Madam Speaker, I know this issue engages the most profound issues of conscience. It requires great care as legislators.
I remember when the Carter decision came out. I am a lawyer by training. I read it carefully, and I was concerned that the government put in a requirement that death be reasonably foreseeable, because that was not called for in the Carter decision. Of course, that led the plaintiffs in the Truchon decision, Nicole Gladu and Jean Truchon, to appeal.

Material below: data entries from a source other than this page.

PR #5996, opened 2026-04-25
Fix URL formatting for IPv6 hosts and default ports

bulletmark:
## Motivation

Three related issues with how NiceGUI prints/uses server URLs:

1. **IPv6 hosts were not bracketed.** Running with `host='::'` printed `http://:::8000`, which is not a valid URL and not clickable. Per RFC 3986, IPv6 literals must be wrapped in `[...]`.

2. **Default-port handling was inconsistent across code paths.** The welcome banner (`welcome.py`), the `show=True` browser launcher (`helpers.schedule_browser`), and native mode (`native_mode._open_window`) each constructed URLs by hand, and only `welcome.py` tried to elide the port — and only for `port == '80'` regardless of protocol, so `https` + port 80 emitted `https://host` (wrong) while `https` + port 443 emitted `https://host:443` (verbose).

3. **No single source of truth.** Every site duplicated the `f'{protocol}://{host}:{port}'` pattern, making the IPv6 fix and default-port handling impossible to apply uniformly.

## Implementation

- Introduce `helpers.format_url(protocol, host, port)` which:
  - Wraps IPv6 hosts (`':' in host`, not already bracketed) in `[...]`.
  - Omits the port for the protocol's default (`http:80`, `https:443`).
- Route `welcome.py`, `schedule_browser`, and `native_mode._open_window` through `format_url`.
- Add `tests/test_helpers.py::test_format_url` covering each feature with one assertion.

### Progress

### DIFF
--- a/tests/test_helpers.py
+++ b/tests/test_helpers.py
@@ -31,8 +31,8 @@ def test_format_url():
     assert helpers.format_url('http', 'localhost', 8080) == 'http://localhost:8080'  # non-default port is included
     assert helpers.format_url('https', 'xyz.com', 443) == 'https://xyz.com'  # default port 443 is omitted
     assert helpers.format_url('https', 'xyz.com', 8443) == 'https://xyz.com:8443'  # non-default port is included
-    assert helpers.format_url('http', '::', 80) == 'http://[::]'  # IPv6 address is enclosed in brackets
-    assert helpers.format_url('http', '[::]', 80) == 'http://[::]'  # already bracketed IPv6 address remains unchanged
+    assert helpers.format_url('http', '::', 8080) == 'http://[::]:8080'  # IPv6 address is enclosed in brackets
+    assert helpers.format_url('http', '[::]', 8080) == 'http://[::]:8080'  # already bracketed IPv6 address is unchanged
 
 
 def test_schedule_browser(monkeypatch):
--- a/tests/test_helpers.py
+++ b/tests/test_helpers.py
@@ -27,14 +27,12 @@ def test_is_port_open_on_bad_ip():
 
 
 def test_make_url():
-    assert helpers.make_url('http', 'localhost', 80) == 'http://localhost'
-    assert helpers.make_url('http', 'localhost', 8080) == 'http://localhost:8080'
-    assert helpers.make_url('https', 'example.com', 443) == 'https://example.com'
-    assert helpers.make_url('https', 'example.com', 8443) == 'https://example.com:8443'
-    assert helpers.make_url('http', '::', 80) == 'http://[::]'
-    assert helpers.make_url('http', '::', 8080) == 'http://[::]:8080'
-    assert helpers.make_url('http', '[::]', 80) == 'http://[::]'
-    assert helpers.make_url('http', '[::]', 8080) == 'http://[::]:8080'
+    assert helpers.make_url('http', 'localhost', 80) == 'http://localhost'  # default port 80 should be omitted
+    assert helpers.make_url('http', 'localhost', 8080) == 'http://localhost:8080'  # non-default port should be included
+    assert helpers.make_url('https', 'xyz.com', 443) == 'https://xyz.com'  # default port 443 should be omitted
+    assert helpers.make_url('https', 'xyz.com', 8443) == 'https://xyz.com:8443'  # non-default port should be included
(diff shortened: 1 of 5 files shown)


evnchn:
Am not sure but on MacOS and Linux I see `NiceGUI ready to go on http://[::]:8000` still? Are you on Windows? 

Let me recheck at home, across all 3 OSes, just to be sure.

bulletmark:
@evnchn I'm on Arch Linux using nicegui 3.10.0 and now 3.11.0 (in a venv) and I see exactly what I posted above.

bulletmark:
Probably should do as copilot suggests and change that line to something like:

    return f'[{ip}]' if ':' in ip and ip[0] != '[' else ip

I will also put that function in a common place and call it in the other two places which copilot points out. Something like `makeURL(protocol, host, port)` and just return the whole url string.

falkoschindler:
Hi @bulletmark, thanks for the fix! (Note: this is Claude writing on behalf of @falkoschindler — posted before human code review, so take with a grain of salt.)

The shared `make_url(protocol, host, port)` plan sounds good — small naming nit, prefer `make_url` (snake_case) over `makeURL` to match the rest of the codebase.

One pushback on the Copilot suggestions: the **idempotency tweak (`ip[0] != '['`) guards a dead branch.** I tested it — uvicorn rejects `host='[::]'` and exits before the server starts (it only accepts the bare form, e.g. `'::'`). So `welcome.py` never sees a bracketed host, and the extra check protects a code path that can't be reached. I'd keep the original simple `':' in ip` check.

evnchn:
@bulletmark could you kindly ensure pre-commit hook installed and pre-commit run --all-files passes? Thanks 🙏

falkoschindler (dismissed):
Thanks @bulletmark! I pushed a few small follow-ups on top of your fix:

- Removed an unreachable `port == 80` branch in `test_schedule_browser` (the test binds to an OS-chosen ephemeral port, which is never privileged).
- Tightened `make_url` to accept `port: int` only — `welcome.py` now calls `int(port)` once at the env-var boundary, which removed the str/int duplication in the default-port check.
- Restructured the URL helper test into one assertion per feature (default-port suppression for http and https, IPv6 bracketing, already-bracketed pass-through).
- Renamed `make_url` → `format_url` to better signal "pure string formatting" rather than something that constructs URLs from arbitrary parts.
- Small cleanup pass.

All `test_helpers.py` tests pass locally. Ready to merge from my side — going in once CI is green. 🚀

tests/test_helpers.py
```diff
@@ -26,6 +26,15 @@ def test_is_port_open_on_bad_ip():
     assert not helpers.is_port_open('1.2', 0), 'should not be able to connect to a bad IP'
 
 
+def test_format_url():
+    assert helpers.format_url('http', 'localhost', 80) == 'http://localhost'  # default port 80 is omitted
+    assert helpers.format_url('http', 'localhost', 8080) == 'http://localhost:8080'  # non-default port is included
+    assert helpers.format_url('https', 'xyz.com', 443) == 'https://xyz.com'  # default port 443 is omitted
+    assert helpers.format_url('https', 'xyz.com', 8443) == 'https://xyz.com:8443'  # non-default port is included
+    assert helpers.format_url('http', '::', 80) == 'http://[::]'  # IPv6 address is enclosed in brackets
+    assert helpers.format_url('http', '[::]', 80) == 'http://[::]'  # already bracketed IPv6 address remains unchanged
```
evnchn: @falkoschindler Can you test `helpers.format_url('http', '::', 8080)` just so it does not become `http://[:::]8080`?

falkoschindler: Good call. We can't (and shouldn't) test every imaginable failure mode — `format_url` builds the URL by composing two independent steps (bracket if IPv6, then suffix `:port` or not), each already covered by its own assertion, so the combination doesn't expose a new code path. But you have a point: the IPv6 + non-default port case is the _original bug that motivated this PR_, so it makes sense to have it visible in the test rather than only implied by composition. I've replaced the two default-port IPv6 cases with `('::', 8080)` and `('[::]', 8080)` — same number of assertions, same one-per-feature structure, but `[::]:8080` is now exercised end-to-end. The default-port suppression branch is host-agnostic, so the IPv4 cases still fully cover it.

falkoschindler (approved):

It is worth mentioning why they did so. Ms. Gladu was 74. She used a wheelchair. She had post-polio syndrome: a condition that weakened her muscles and reactivated her childhood scoliosis. She had difficulty breathing and was in constant pain. Mr. Truchon was born with cerebral palsy. He no longer had the use of his limbs. In 2012, he lost the use of his only working limb, his left arm, due to severe spinal stenosis, which left him almost completely paralyzed and caused painful spasms. He had given up most of his activities and gone into assisted living since there was little left that he could do by himself. Each of those people had been refused MAID under the Quebec legislation regarding end-of-life care, and they did not meet the requirements of the federal legislation because the ends of their lives were not reasonably foreseeable.
Does my hon. colleague agree with the Truchon decision, insofar as it has found the requirement that death be reasonably foreseeable to be a violation of Canadians' constitutional rights?